**Your objective**: Return the entries in their entirety, precisely as given.
------
PR #1358, opened 2022-03-11
chore: use workspace protocol for local dependencies

ludofischer:
In this way the lockfile does not have to change for every version bump.
I've tested updating the versions with changesets and it seems compatible
as advertised. It's also clearer which packages are in the workspace and which not.


alexander-akait (approved):

stof:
------
**Exercise answer**:
PR #1358, opened 2022-03-11
chore: use workspace protocol for local dependencies

ludofischer:
In this way the lockfile does not have to change for every version bump.
I've tested updating the versions with changesets and it seems compatible
as advertised. It's also clearer which packages are in the workspace and which not.


alexander-akait (approved):

stof:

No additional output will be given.